TASK TO CARRY OUT. Retype all of the entries that appear below, keeping them exactly as they are.

[Stored data entries]
::::
PR #1181, opened 2020-01-23
fix team analytics page to use new rollouts hooks

keithk:
## GIF/Screenshots:
Screen Shot 2020-01-23 at 3 50 35 PM

## Changes:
::::
RESPONSE BOX.
PR #1181, opened 2020-01-23
fix team analytics page to use new rollouts hooks

keithk:
## GIF/Screenshots:
Screen Shot 2020-01-23 at 3 50 35 PM

## Changes:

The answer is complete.